Fig. 1. Validation of a common “backdoor” problem for NIR probes.

a Construction of typical NIR dyes based on the TICT mechanism, including (I) Cyanine dyes, (II) Nile blue dyes, and (III) DCM dyes, with their electron acceptor (“A”) and donor (“D”) groups illustrated. b Albumin can bind to, and restrict the twisting of, the A end of these TICT dyes, which c produces unspecific and interfering fluorescent signals that mask the specific and expected signals from the analyte.

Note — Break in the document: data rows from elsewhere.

PR #456, opened 2021-03-12
portalslist: add scout/capture/visit filters

le-jeu:
- `All` filter is hidden on desktop, reselect the active filter to disable it 
- includes scout/capture/visit filters
- rework some portalslist functions 
- UI filters: 3 columns on desktop/landscape(mobile) and 2 columns on portrait (mobile) 
- increase description font size 
- fix V/C&S UI size 

image

image

image

~This need to be rebased before merging~

### DIFF
--- a/plugins/portals-list.css
+++ b/plugins/portals-list.css
@@ -192,7 +192,6 @@
 
 #portalslist .disclaimer {
   margin-top: 10px;
-  font-size: 10px;
 }
 
 #portalslist .history .icon {
--- a/plugins/portals-list.css
+++ b/plugins/portals-list.css
@@ -23,6 +23,7 @@
   color: white;
   padding: 3px;
   white-space: nowrap;
+  vertical-align: middle;
 }
 
 #portalslist table th {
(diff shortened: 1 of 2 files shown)


johnd0e:
Rebase?

modos189 (changes requested):
For some reason text on my header and footer are black on my mobile, which makes it hard to distinguish the text.

изображение

Also, it would be nice to add some extra space to the right of the last column, so that the content doesn't end up flush with the border of the table.

johnd0e:
> For some reason text on my header and footer are black on my mobile

Perhaps because of https://github.com/IITC-CE/ingress-intel-total-conversion/pull/497/commits/94e91299be006b810901f70cf8274fdd63d3ccb7

modos189 (approved):

johnd0e:
Several incompatibilities with KitKat (and old iOS) were found.
The major is lack of [grid support](https://caniuse.com/?search=css%20grid).

Imho it's not important to have the same appearance on those legacy systems, but it should be functional at least (some visual defects are acceptable).

le-jeu:
On KitKat (or webview not supporting grid layout)
image

Using 708a0d9
image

Because of the abundance of albumin in the living system, this issue represents a common, but largely overlooked, “backdoor” problem for the in vivo application of such probes. d The chemical structures of representative TICT-based NIR dyes and fold changes (from white to red) of these dyes in response to HSA, BSA, MSA, heparin, PVA, and glycerol in PBS (pH 7.4, 10 mM). The fluorescence enhancement for a dye is determined by the ratio of its fluorescent intensity in a different condition to that in PBS. Con. indicates the concentration of the analytes. e The relative viscosity of HSA (black), BSA (red), MSA (blue), heparin (dark cyan), PVA (magenta), and glycerol (dark yellow) in different concentrations in PBS (pH 7.4, 10 mM). Data are represented as mean values ± SD (n = 3 independent experiments). f ¹H NMR titration of different equivalent albumin (0.1−0.8 equiv.) to Cy5S in D₂O (from 6.0 to 9.5 ppm). Red frames highlight the proton signals on the A group. The concentrations of HSA, BSA, MSA, heparin, and PVA used: 1, 10 µM; 2, 50 µM; 3, 100 µM; 4, 300 µM; 5, 600 µM. The content of glycerol used: 1, 10%; 2, 20%; 3, 30%; 4, 40%; 5, 50%. Source data for Fig. 1d, e are provided as a Source Data file.